Check each line of the material that follows, and copy those holding the string "private".

_DATA SUPPLIED_
□ □ □

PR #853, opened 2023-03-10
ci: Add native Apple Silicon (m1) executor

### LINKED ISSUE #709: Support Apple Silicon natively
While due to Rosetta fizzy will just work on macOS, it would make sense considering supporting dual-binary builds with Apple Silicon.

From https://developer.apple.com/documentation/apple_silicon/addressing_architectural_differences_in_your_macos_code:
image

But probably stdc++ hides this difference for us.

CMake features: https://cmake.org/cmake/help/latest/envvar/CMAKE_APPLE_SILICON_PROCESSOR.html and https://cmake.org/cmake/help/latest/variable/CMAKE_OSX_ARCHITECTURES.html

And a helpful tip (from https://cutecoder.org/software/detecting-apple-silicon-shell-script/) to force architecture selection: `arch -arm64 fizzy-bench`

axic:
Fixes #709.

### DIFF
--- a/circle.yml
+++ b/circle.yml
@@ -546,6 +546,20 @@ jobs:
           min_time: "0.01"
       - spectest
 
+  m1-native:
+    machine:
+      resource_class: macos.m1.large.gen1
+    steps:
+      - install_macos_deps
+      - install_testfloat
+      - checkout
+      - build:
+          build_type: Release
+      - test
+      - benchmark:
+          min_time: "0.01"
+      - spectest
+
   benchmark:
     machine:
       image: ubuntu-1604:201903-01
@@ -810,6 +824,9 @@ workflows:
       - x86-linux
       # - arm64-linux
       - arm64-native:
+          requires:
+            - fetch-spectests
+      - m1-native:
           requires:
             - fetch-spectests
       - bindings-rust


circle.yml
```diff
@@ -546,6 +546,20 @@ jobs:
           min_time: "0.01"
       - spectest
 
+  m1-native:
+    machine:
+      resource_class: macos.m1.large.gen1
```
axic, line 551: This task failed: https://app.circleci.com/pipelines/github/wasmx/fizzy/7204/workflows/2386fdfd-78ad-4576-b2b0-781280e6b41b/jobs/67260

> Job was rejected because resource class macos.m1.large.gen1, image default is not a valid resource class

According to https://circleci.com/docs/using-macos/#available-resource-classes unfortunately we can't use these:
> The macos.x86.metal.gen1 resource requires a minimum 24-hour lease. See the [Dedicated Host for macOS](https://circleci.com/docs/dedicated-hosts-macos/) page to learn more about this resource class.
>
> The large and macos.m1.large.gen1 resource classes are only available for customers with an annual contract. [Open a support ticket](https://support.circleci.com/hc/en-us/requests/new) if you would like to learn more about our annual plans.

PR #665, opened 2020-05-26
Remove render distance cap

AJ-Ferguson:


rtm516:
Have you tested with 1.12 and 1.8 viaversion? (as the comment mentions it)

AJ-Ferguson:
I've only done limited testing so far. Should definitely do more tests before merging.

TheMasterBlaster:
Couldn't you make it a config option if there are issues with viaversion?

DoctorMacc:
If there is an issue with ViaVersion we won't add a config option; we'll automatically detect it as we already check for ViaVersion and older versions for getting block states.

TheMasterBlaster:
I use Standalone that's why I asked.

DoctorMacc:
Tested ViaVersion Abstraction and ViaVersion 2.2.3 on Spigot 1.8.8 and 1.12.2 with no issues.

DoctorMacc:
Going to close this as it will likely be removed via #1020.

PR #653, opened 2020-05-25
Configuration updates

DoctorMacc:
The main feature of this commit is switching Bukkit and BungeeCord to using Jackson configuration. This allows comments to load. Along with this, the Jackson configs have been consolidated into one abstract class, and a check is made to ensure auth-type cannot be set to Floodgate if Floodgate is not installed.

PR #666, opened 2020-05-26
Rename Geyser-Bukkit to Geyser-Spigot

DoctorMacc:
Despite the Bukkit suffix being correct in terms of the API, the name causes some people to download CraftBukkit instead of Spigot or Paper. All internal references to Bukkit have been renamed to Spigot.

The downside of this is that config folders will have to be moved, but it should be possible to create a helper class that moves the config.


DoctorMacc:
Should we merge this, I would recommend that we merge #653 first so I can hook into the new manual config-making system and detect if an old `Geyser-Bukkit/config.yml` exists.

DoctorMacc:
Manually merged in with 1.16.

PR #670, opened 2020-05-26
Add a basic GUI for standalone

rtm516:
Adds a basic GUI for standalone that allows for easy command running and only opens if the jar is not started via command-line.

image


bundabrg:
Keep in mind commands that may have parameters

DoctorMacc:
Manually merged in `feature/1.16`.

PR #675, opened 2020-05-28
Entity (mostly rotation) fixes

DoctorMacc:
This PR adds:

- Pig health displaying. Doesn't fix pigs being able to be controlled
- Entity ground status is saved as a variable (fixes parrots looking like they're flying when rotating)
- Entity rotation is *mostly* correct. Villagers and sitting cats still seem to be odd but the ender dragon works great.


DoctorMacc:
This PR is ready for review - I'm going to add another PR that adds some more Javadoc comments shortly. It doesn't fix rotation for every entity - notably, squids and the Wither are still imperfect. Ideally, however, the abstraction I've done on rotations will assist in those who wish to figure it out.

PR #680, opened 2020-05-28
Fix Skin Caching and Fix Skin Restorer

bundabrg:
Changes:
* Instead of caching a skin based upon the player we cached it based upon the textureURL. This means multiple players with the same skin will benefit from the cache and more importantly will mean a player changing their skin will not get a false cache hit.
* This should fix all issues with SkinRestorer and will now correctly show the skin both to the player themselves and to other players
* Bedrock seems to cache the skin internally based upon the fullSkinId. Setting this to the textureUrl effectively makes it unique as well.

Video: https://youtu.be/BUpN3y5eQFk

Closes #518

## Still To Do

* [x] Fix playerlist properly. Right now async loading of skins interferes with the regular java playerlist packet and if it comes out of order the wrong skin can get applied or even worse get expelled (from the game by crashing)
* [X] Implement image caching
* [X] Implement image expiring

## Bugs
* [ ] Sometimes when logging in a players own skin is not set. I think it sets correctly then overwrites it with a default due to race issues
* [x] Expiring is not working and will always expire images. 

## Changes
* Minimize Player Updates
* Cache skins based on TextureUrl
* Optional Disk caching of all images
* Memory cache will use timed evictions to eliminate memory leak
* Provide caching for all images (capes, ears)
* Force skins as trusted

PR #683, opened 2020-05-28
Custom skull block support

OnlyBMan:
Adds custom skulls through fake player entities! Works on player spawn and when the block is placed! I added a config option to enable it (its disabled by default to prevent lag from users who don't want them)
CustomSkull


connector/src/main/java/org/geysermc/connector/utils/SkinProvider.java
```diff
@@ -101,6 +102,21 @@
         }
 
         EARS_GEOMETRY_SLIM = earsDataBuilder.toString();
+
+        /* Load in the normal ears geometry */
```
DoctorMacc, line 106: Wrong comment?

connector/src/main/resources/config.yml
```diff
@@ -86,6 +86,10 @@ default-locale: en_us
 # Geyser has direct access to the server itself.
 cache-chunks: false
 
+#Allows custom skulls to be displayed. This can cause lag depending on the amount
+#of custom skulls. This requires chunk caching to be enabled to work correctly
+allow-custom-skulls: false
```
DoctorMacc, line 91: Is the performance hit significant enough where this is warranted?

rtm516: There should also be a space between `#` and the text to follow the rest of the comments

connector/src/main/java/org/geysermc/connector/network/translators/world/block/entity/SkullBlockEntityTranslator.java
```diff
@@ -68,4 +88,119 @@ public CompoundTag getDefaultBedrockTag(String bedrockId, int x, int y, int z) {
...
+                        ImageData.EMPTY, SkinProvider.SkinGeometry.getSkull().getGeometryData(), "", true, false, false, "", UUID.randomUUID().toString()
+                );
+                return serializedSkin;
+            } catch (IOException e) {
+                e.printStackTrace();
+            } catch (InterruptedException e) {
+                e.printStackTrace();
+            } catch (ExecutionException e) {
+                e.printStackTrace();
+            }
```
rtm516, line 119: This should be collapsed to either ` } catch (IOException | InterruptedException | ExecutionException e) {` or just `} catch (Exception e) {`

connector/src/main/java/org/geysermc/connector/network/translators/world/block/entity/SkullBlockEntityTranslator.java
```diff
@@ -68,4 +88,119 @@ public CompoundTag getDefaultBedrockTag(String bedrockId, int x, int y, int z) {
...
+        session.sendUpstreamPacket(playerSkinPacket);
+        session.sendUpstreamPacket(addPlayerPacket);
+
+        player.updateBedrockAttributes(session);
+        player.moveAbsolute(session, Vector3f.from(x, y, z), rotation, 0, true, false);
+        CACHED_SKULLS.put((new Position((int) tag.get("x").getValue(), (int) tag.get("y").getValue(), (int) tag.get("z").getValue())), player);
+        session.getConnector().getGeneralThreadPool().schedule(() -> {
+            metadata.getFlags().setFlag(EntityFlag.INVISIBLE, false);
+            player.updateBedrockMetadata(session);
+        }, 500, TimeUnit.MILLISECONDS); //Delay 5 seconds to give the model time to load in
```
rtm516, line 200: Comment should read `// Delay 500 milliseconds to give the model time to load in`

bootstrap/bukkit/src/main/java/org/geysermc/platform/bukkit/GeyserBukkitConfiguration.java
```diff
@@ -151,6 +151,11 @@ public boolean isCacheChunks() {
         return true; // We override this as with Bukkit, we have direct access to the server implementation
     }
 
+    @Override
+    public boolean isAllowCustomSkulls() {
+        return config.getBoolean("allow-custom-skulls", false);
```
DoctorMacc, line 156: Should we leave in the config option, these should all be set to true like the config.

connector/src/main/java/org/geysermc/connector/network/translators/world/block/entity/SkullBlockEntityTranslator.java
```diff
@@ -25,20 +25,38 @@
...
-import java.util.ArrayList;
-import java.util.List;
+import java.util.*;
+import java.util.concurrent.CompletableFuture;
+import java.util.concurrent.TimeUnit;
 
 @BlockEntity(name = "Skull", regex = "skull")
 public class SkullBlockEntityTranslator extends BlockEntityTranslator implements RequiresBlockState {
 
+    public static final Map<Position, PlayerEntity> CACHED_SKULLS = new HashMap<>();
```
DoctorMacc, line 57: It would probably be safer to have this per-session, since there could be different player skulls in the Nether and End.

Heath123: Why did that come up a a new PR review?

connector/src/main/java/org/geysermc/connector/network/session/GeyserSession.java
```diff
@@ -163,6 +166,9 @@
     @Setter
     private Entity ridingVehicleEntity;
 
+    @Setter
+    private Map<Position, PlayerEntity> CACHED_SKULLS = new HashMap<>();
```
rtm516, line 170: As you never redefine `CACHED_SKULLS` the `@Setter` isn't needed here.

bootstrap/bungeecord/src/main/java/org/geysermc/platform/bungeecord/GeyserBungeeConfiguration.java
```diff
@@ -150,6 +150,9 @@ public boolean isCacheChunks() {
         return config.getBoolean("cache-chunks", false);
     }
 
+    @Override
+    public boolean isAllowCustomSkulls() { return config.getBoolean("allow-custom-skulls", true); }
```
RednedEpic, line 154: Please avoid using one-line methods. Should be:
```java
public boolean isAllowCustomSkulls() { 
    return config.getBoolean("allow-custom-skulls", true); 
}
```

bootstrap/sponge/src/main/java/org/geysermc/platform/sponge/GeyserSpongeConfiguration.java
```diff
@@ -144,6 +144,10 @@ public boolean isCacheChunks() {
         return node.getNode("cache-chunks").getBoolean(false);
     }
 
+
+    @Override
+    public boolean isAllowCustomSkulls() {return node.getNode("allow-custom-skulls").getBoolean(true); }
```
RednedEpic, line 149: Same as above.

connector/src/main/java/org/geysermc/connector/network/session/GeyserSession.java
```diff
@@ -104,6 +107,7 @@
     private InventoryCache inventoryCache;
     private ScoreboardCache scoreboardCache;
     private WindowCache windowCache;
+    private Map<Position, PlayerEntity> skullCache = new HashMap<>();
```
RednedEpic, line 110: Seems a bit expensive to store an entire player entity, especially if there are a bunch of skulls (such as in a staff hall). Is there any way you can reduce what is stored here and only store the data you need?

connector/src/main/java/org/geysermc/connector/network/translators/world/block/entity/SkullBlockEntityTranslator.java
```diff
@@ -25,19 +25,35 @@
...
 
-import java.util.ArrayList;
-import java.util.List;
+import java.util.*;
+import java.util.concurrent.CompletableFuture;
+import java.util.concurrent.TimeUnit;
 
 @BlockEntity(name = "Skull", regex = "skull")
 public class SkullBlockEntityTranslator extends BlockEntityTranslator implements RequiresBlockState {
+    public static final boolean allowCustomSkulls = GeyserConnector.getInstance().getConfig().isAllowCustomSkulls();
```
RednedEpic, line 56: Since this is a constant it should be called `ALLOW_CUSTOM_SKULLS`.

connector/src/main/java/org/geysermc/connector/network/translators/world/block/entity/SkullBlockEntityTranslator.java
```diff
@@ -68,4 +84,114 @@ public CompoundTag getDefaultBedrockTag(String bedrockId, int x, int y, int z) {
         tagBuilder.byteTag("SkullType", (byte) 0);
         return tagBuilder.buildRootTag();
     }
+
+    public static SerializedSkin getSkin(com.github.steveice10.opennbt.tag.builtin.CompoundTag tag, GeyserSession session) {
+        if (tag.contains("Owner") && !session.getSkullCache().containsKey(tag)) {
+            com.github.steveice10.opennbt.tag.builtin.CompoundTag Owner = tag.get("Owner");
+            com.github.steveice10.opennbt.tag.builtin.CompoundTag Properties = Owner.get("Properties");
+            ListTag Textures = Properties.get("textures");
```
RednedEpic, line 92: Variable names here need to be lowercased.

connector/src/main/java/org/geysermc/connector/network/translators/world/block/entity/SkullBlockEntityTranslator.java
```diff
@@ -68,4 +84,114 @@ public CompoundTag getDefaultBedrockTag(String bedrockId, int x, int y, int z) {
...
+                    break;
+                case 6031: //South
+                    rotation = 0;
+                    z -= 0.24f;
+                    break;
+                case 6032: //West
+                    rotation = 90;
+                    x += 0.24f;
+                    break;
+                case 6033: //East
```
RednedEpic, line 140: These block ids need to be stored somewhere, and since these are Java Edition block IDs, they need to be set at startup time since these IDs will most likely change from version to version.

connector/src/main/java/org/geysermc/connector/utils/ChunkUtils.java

□ □ □

_TASK RESPONSE_
     private Entity ridingVehicleEntity;
+    private Map<Position, PlayerEntity> CACHED_SKULLS = new HashMap<>();
     private InventoryCache inventoryCache;
     private ScoreboardCache scoreboardCache;
     private WindowCache windowCache;
+    private Map<Position, PlayerEntity> skullCache = new HashMap<>();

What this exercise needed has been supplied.